Have you ever experienced a strange sound coming from your car? You instinctively feel something is wrong, but what next? You must call the dealer and tell them, for example, that the car makes a noise when tapping the brakes. Then you need to arrange an appointment, get to the appointment itself, and so on.
Human experts are very quick at decoding information from sound and determining what is happening around them. Often, that annoying drip, click, rattle, or screech is an indicator of something that’s wrong or about to go wrong. An expert car mechanic may even infer what might be wrong based on the sound.
This is a challenge that the IEEE Signal Processing Society DCASE (Detection and Classification of Acoustic Scenes and Events) 2023 Challenge aimed to resolve. It focuses on realizing the high potential in accurately decoding specific sounds for their context and drives research in several areas of interest to service & asset maintenance organizations:
- AI sound models that can be trained on one type of machine and then used to detect anomalies on a completely new different type of machine.
- The ability to use spatial audio to accurately detect where a sound is coming from.
- Models that can run on small edge devices with low power requirements like phones.
By solving these three challenges, a host of use cases can be unlocked that use non-invasive sound to replace machine telemetry in both brown & greenfield implementations, even when the machine does not provide built-in sensors. Below, we have listed some examples that describe the potential for audio quality detection:
- A model could run on a phone.
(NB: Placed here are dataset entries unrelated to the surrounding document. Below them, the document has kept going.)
PR #123, opened 2020-05-06
Default Model Values

### LINKED ISSUE #122: Default Values

RobertBColton:
This is how Josh would like to resolve #122 by making it explicit when you are ok accepting the default value from the model. I had to also allow column 0 as a special sentinel for `RepeatedMessageModel` to return a pointer to the requested model so that I have an actual way to call `dataOrDefault` on repeated messages. The hack avoids the complication of having to add `dataOrDefault` on all the higher level models and interfaces, such as the sort filter proxy model.

### DIFF
--- a/Models/MessageModel.cpp
+++ b/Models/MessageModel.cpp
@@ -91,7 +91,7 @@ QVariant MessageModel::Data(int row, int column) const {
   return data(this->index(row, column, QModelIndex()), Qt::DisplayRole);
 }
 
-template<bool HasField>
+template<bool NO_DEFAULT>
 QVariant MessageModel::dataInternal(const QModelIndex &index, int role) const {
   R_EXPECT(index.isValid(), QVariant()) << "Supplied index was invalid:" << index;
   if (role != Qt::DisplayRole && role != Qt::EditRole && role != Qt::DecorationRole) return QVariant();
@@ -132,7 +132,7 @@ QVariant MessageModel::dataInternal(const QModelIndex &index, int role) const {
   }
 
   // If the field has't been initialized return an invalid QVariant. (see QVariant.isValid())
-  if (HasField && !refl->HasField(*_protobuf, field)) return QVariant();
+  if (NO_DEFAULT && !refl->HasField(*_protobuf, field)) return QVariant();
 
   switch (field->cpp_type()) {
     case CppType::CPPTYPE_MESSAGE: R_EXPECT(false, QVariant()) << "The requested field " << index << " is a message";
--- a/Models/MessageModel.cpp
+++ b/Models/MessageModel.cpp
@@ -91,23 +91,8 @@ QVariant MessageModel::Data(int row, int column) const {
   return data(this->index(row, column, QModelIndex()), Qt::DisplayRole);
 }
 
-QVariant MessageModel::data(const QModelIndex &index, int role) const {
-  QVariant ret = dataOrDefault(index, role);
-  if (!ret.isValid()) return QVariant();
-
-  const Descriptor *desc = _protobuf->GetDescriptor();
-  const Reflection *refl = _protobuf->GetReflection();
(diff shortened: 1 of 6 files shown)


Models/MessageModel.cpp
```diff
@@ -92,6 +92,22 @@ QVariant MessageModel::Data(int row, int column) const {
...
 
 QVariant MessageModel::data(const QModelIndex &index, int role) const {
+  QVariant ret = dataOrDefault(index, role);
+  if (!ret.isValid()) return QVariant();
+
+  const Descriptor *desc = _protobuf->GetDescriptor();
+  const Reflection *refl = _protobuf->GetReflection();
+  const FieldDescriptor *field = desc->FindFieldByNumber(index.row());
+
+  if (!field) return ret; // TODO: Wipe out table hack below in dataOrDefault.
```
RobertBColton, line 102: Could possibly fix this using custom role.

Models/MessageModel.cpp
```diff
@@ -131,7 +132,7 @@ QVariant MessageModel::data(const QModelIndex &index, int role) const {
   }
 
   // If the field has't been initialized return an invalid QVariant. (see QVariant.isValid())
-  if (!refl->HasField(*_protobuf, field)) return QVariant();
+  if (HasField && !refl->HasField(*_protobuf, field)) return QVariant();
```
RobertBColton, line 135: Rusky says we should treat this as an error/with an assert.

Models/RepeatedMessageModel.cpp
```diff
@@ -41,5 +41,7 @@ bool RepeatedMessageModel::setData(const QModelIndex &index, const QVariant &val
 }
 
 QVariant RepeatedMessageModel::data(const QModelIndex &index, int role) const {
+  // protobuf field number with 0 is impossible, use as sentinel to get model itself
+  if (index.column() == 0) return QVariant::fromValue(_subModels[index.row()]);
```
RobertBColton, line 45: I don't think there's any implications of this?

Widgets/RoomView.cpp
```diff
@@ -85,18 +85,16 @@ void RoomView::paintTiles(QPainter& painter) {
     bkg = bkg->GetSubModel<MessageModel*>(TreeNode::kBackgroundFieldNumber);
     if (!bkg) continue;
 
+    MessageModel* tile = _sortedTiles->data(_sortedTiles->index(row, 0)).value<MessageModel*>();
```
RobertBColton, line 88: Should we log/check this? Also, should we check if the QVariant is valid before taking the value?

Models/RepeatedMessageModel.cpp
```diff
@@ -37,9 +44,18 @@ int RepeatedMessageModel::columnCount(const QModelIndex & /*parent*/) const {
...
+    "Supplied row was out of bounds:" << index.row();
   return _subModels[index.row()]->setData(_subModels[index.row()]->index(index.column()), value, role);
 }
 
 QVariant RepeatedMessageModel::data(const QModelIndex &index, int role) const {
+  R_EXPECT(index.row() >= 0 && index.row() < _subModels.size(), QVariant()) <<
+    "Supplied row was out of bounds:" << index.row();
+  // protobuf field number with 0 is impossible, use as sentinel to get model itself
+  if (index.column() == 0) {
+    R_EXPECT(index.isValid(), QVariant()) << "Supplied index was invalid:" << index;
```
RobertBColton, line 57: This one might be redundant because it just checks that the row and column are non-negative. We already check the row, because it's necessary to do so. And the column would not be negative if it was equal to 0, so I don't really think this is necessary.

PR #128, opened 2020-06-18
Update VCPKG

RobertBColton:
This is supposed to include a fix for the MSVC build's icu vcpkg issue.


fundies:
Looks like google's hack fuxed build too. Can you try commenting this line: https://github.com/enigma-dev/RadialGM/blob/master/CMakeLists.txt#L11 and see if that helps any?

RobertBColton:
I recreated it as #129 so that it has the DLLEXPORT fixes we just merged.

RobertBColton:
It's also not going to work until #130 is merged.

RobertBColton:
Alright with #130 merged, I created #131 that has the Arch fix.

Issue #132, opened 2020-06-19
Data Query is Slow


RobertBColton:
Discovered this while benchmarking the room clip with Rusky. Basically, accessing proto data through the models we provide is pretty damn slow, even in release mode. While this may be ok for some editors and reflection based views, it's particularly problematic for performance-critical views like the room editor.

One area I tested was caching of the descriptor and reflector used in the proto model. This cut field access for the x property of 100,000 instances from 13,000~ microseconds down to about 6,000~ microseconds.

https://github.com/enigma-dev/RadialGM/blob/faff910d6398ab2660f45c512450f48d45b47099/Models/MessageModel.cpp#L99

I have not yet been able to determine from the documentation whether it would be ok for us to do this all the time.
https://developers.google.com/protocol-buffers/docs/reference/cpp/google.protobuf.message#Reflection

There are also other potential avenues for optimizing all of this, including avoidance of QVariant for data access. One way to do so would be to simply grab and use the protobuf directly in the room painting, rather than access the data through the model.

fundies:
13000 micro seconds is fast enough :/. The room editor only updates on changes we're not trying to draw it 60x/sec

JoshDreamland:
It's fast enough... as long as we're caching this data somewhere else for things like animations. And we're going to want animations.

It's telling if we're saturating a core rendering something at normal game speeds. I think the problem is the reflection; even proto caches data, normally.

To fundies' point, the data won't update all that often. We can probably get away with a total-complete destructive re-cache on update. But I don't think we have to. I think if you just key the fields you want by the rows they came from, you'll be fine.

This logic doesn't even have to be specific to the room editor, but for now, it probably should be. There's probably higher-priority work, but I wouldn't tell someone not to tackle a problem they're interested in.

RobertBColton:
You guys are missing a very important thing about what I said, I isolated only the x property, but there are about 10 properties plus a sprite lookup by string to draw every instance. So in reality, just to query the data necessary to draw 100,000 instances, not to even draw them, probably takes about 13,000 * 10 or 130,000 microseconds. And you're still both ignoring that caching of the descriptor and the reflector in the proto model cut it in half, which is a very good optimization!

JoshDreamland:
Everything we were discussing stands after multiplying the time by five and dividing by two.

A 2x speedup is good, but it won't cut it. We'll need more caching if we mean to render animations.

fundies:
we could make it faster by removing all functionality

PR #133, opened 2020-06-23
Proto Model Reflection Cache

RobertBColton:
This is the first step in optimizing #132 by caching the reflector and descriptors used by the proto based models. I think we will need to do additional testing and benchmarking to ensure that we can do this safely.

I have found from the documentation already that seems it should be appropriate to cache the reflection object so long as we don't violate any of the specific rules it mentions. My analysis is that we certainly don't, because we are obviously never using a reflection object on a message whose type is not compatible.
https://developers.google.com/protocol-buffers/docs/reference/cpp/google.protobuf.message#Reflection

### DIFF
--- a/Models/MessageModel.cpp
+++ b/Models/MessageModel.cpp
@@ -11,10 +11,8 @@ MessageModel::MessageModel(ProtoModel *parent, Message *protobuf) : ProtoModel(p
 MessageModel::MessageModel(QObject *parent, Message *protobuf) : ProtoModel(parent, protobuf) { RebuildSubModels(); }
 
 void MessageModel::RebuildSubModels() {
-  const Descriptor *desc = _protobuf->GetDescriptor();
-  const Reflection *refl = _protobuf->GetReflection();
-  for (int i = 0; i < desc->field_count(); i++) {
-    const FieldDescriptor *field = desc->field(i);
+  for (int i = 0; i < _desc->field_count(); i++) {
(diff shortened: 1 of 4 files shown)


RobertBColton:
I did a little test that seems to confirm that descriptors and reflectors for messages of the same type are in fact the same.

```cpp
  qDebug() << protobuf->GetTypeName().c_str()
           << protobuf->GetDescriptor()
           << protobuf->GetReflection();
```
```
Debug in ../RadialGM/Models/ProtoModel.cpp:11 aka ProtoModel::ProtoModel(QObject*, google::protobuf::Message*):
	buffers.TreeNode 0xa6f63f0 0x130f3b10
Debug in ../RadialGM/Models/ProtoModel.cpp:11 aka ProtoModel::ProtoModel(QObject*, google::protobuf::Message*):
	buffers.TreeNode 0xa6f63f0 0x130f3b10
Debug in ../RadialGM/Models/ProtoModel.cpp:11 aka ProtoModel::ProtoModel(QObject*, google::protobuf::Message*):
	buffers.TreeNode 0xa6f63f0 0x130f3b10
Debug in ../RadialGM/Models/ProtoModel.cpp:11 aka ProtoModel::ProtoModel(QObject*, google::protobuf::Message*):
	buffers.TreeNode 0xa6f63f0 0x130f3b10
```

RobertBColton:
This is dead because #144 brings the super model, it can be cached there later.

PR #134, opened 2020-06-25
MSYS2 Dash Azure Workaround

RobertBColton:
This is a small workaround to fix the broken MinGW32 and MinGW64 builds on our Azure CI right now.

I tried the safer fix mentioned, but it didn't work, so I had to go with the filesystem hack.
https://github.com/msys2/MSYS2-packages/issues/2021

It's probably not worth merging this because anybody who does a fresh install of MSYS2 and then ENIGMA might have this problem anyway? @fundies ?


fundies:
Right, This is just another mingw bug caused by alex. Hopefully it will remedy itself in week or so. So I would just leave it alone for now

RobertBColton:
Closing because it was already automatically fixed.

PR #137, opened 2020-07-23
Keybinding Preferences

RobertBColton:
image


Dialogs/PreferencesDialog.cpp
```diff
@@ -42,6 +42,19 @@ void PreferencesDialog::setupKeybindingUI() {
 
     ui->keybindingTree->addTopLevelItem(item);
   }
+
+  connect(ui->buttonBox->button(QDialogButtonBox::Reset), &QAbstractButton::clicked, this,
```
fundies, line 46: why you using connect instead of the auto slot or w/e ```onWhateverClicked() {}```

PR #138, opened 2020-07-25
egm supp

fundies:


MainWindow.cpp
```diff
@@ -73,15 +77,44 @@ void diagnosticHandler(QtMsgType type, const QMessageLogContext &context, const
...
+  } else {
+    qDebug() << "Error: Failed to locate ENIGMA sources. Loading internal events.ey.\n" << "Search Paths:\n" << MainWindow::EnigmaSearchPaths;
+    QFile internal_events(":/events.ey");
+    internal_events.open(QIODevice::ReadOnly | QFile::Text);
+    std::stringstream ss;
+    ss << internal_events.readAll().toStdString();
+    _event_data = std::make_unique<EventData>(ParseEventFile(ss));
+  }
+  
+  egm = egm::EGM(_event_data.get());
```
RobertBColton, line 116: A lot of this should probably go into its own project handling class, like Josh had me do for recent files. Jamming everything into the main window class is not a good, we want to design this with loose coupling of components, something that signals and slots help accomplish.

MainWindow.cpp
```diff
@@ -155,7 +188,7 @@ MainWindow::MainWindow(QWidget *parent) : QMainWindow(parent), _ui(new Ui::MainW
   openNewProject();
 }
 
-MainWindow::~MainWindow() { delete _ui; }
+MainWindow::~MainWindow() { diagnosticTextEdit = nullptr; delete _ui; }
```
RobertBColton, line 191: This isn't necessary it uses the Qt ownership mechanism (it's parent is specified in the constructor). This is C++, not C, we're not concerned about zero'ing out our pointers.

https://doc.qt.io/qt-5/objecttrees.html

MainWindow.cpp
```diff
@@ -302,7 +337,7 @@ void MainWindow::openFile(QString fName) {
 
   MainWindow::setWindowTitle(fileInfo.fileName() + " - ENIGMA");
   _recentFiles->prependFile(fName);
-  openProject(std::unique_ptr<buffers::Project>(loadedProject));
+  openProject(std::move(loadedProject));
```
RobertBColton, line 340: Should document somewhere, maybe in the header, that `openProject` takes ownership of the buffer.

MainWindow.h
```diff
@@ -108,11 +114,15 @@ class MainWindow : public QMainWindow {
...
   QPointer<RecentFiles> _recentFiles;
+  
+  std::unique_ptr<EventData> _event_data;
+  egm::EGM egm;
 
   void openSubWindow(buffers::TreeNode *item);
   void readSettings();
   void writeSettings();
   void setTabbedMode(bool enabled);
+  static QFileInfo getEnigmaRoot();
```
RobertBColton, line 125: This is a horrible function name, also add comments to clarify what it does.

MainWindow.h
```diff
@@ -108,11 +114,15 @@ class MainWindow : public QMainWindow {
 
   std::unique_ptr<buffers::Project> _project;
   QPointer<RecentFiles> _recentFiles;
+  
+  std::unique_ptr<EventData> _event_data;
+  egm::EGM egm;
```
RobertBColton, line 119: Move all of this stuff to the private section.

images.qrc
```diff
@@ -100,5 +100,6 @@
         <file alias="banner.png">Images/banner.png</file>
         <file alias="icon.ico">Images/icon.ico</file>
         <file alias="transparent.png">Images/transparent.png</file>
+        <file alias="events.ey">Submodules/enigma-dev/events.ey</file>
```
RobertBColton, line 103: Maybe we should rename images.qrc or resources.qrc because the user will later replace icon packs dynamically. We don't want them to have to put `events.ey` into their icon pack.

MainWindow.cpp
```diff
@@ -73,15 +77,44 @@ void diagnosticHandler(QtMsgType type, const QMessageLogContext &context, const
...
+    }
+  }
+  
+  return EnigmaRoot;
+}
+
+MainWindow::MainWindow(QWidget *parent) : QMainWindow(parent), _ui(new Ui::MainWindow), _event_data(nullptr), egm(nullptr) {
+
+  if (!EnigmaRoot.filePath().isEmpty()) {
+    _event_data = std::make_unique<EventData>(ParseEventFile((EnigmaRoot.absolutePath() + "/events.ey").toStdString()));
```
RobertBColton, line 106: Ask @JoshDreamland why `ParseEventFile` doesn't just return a `unique_ptr` for me.

MainWindow.cpp
fundies: The editor segfaults on close without this. You're referencing another pointer so it's never cleared.

MainWindow.h
fundies: It gets the root of enigma :/ I dunno what else you'd name it.

MainWindow.h
fundies: It is in private....

images.qrc
fundies: IRight, I was going to rename this file but didn't care to do it here

MainWindow.cpp
fundies: EventData should be an object not a pointer but because it doesn't have a default constructor I need to conditionally initialize it with different constructors by making it a pointer.

MainWindow.cpp
fundies: Sounds like a task for another day.

MainWindow.cpp
RobertBColton: I think it's the signals queueing messages, something else is wrong, this is only a bandaid. The correct fix is to disconnect the output/log signals so it stops trying to reference that after it's gone.

MainWindow.h
RobertBColton: ENIGMA root could be anything, is my point, it could be interpreted as meaning the protobuf/tree root or etc. Probably `GetEnigmaFileSystemRoot` would be miles better.

RadialGM.pro
```diff
@@ -178,4 +178,5 @@ FORMS += \
 RESOURCES += \
     images.qrc
 
-DISTFILES +=
+DISTFILES += \
+  Submodules/enigma-dev/events.ey
```
RobertBColton, line 182: I don't know if this was necessary, the documentation says it only works on Unix, and you've already put it in the resources file.
https://stackoverflow.com/a/38102991

images.qrc
RobertBColton: I really wouldn't put it in with the images.
https://doc.qt.io/qt-5/resources.html#external-binary-resources

MainWindow.cpp
RobertBColton: This is new code, all _new_ code should be written correctly.

MainWindow.cpp
fundies: it also correct to null the pointer

MainWindow.h
fundies: none of the things you listed are enigma

RadialGM.pro
fundies: qtcreator did this not me

MainWindow.cpp
fundies: This is just the first draft to make it work/build against enigma. As long as you hold up this pr over nonsense design choices the CI remains broken. This pr was meant to be merged the same time as the enigma side one. You can refactor it later but it needs to go in now.

RadialGM.pro
RobertBColton: Hrm idk then.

For example, manufacturers can develop an app for washing machines that detects malfunctions and suggests possible solutions based on sound, thereby enabling customers to fix the issue without having to call a technician.
- Low-cost microphones could be placed in central locations in factories that can detect bad belts or bearings and correctly mark on a map which machines need maintenance. With flexible generic models not specific to a machine type, a single microphone (sensor) could cover many machines in a large area of a facility, reducing implementation complexity in both brownfield and greenfield factories.
- In the food industry, a bottling or packing line might be able to shut itself down automatically when it hears a bottle or package breaking so glass and other dangerous items are removed from the line before continuing and less product is wasted.
- On larger sites (e.g., construction or shipbuilding), microphones with GPS and spatial audio could be attached to robots, cranes, or vehicles to detect sounds that shouldn’t exist, like a crash or collapse and determine where they occurred to send help.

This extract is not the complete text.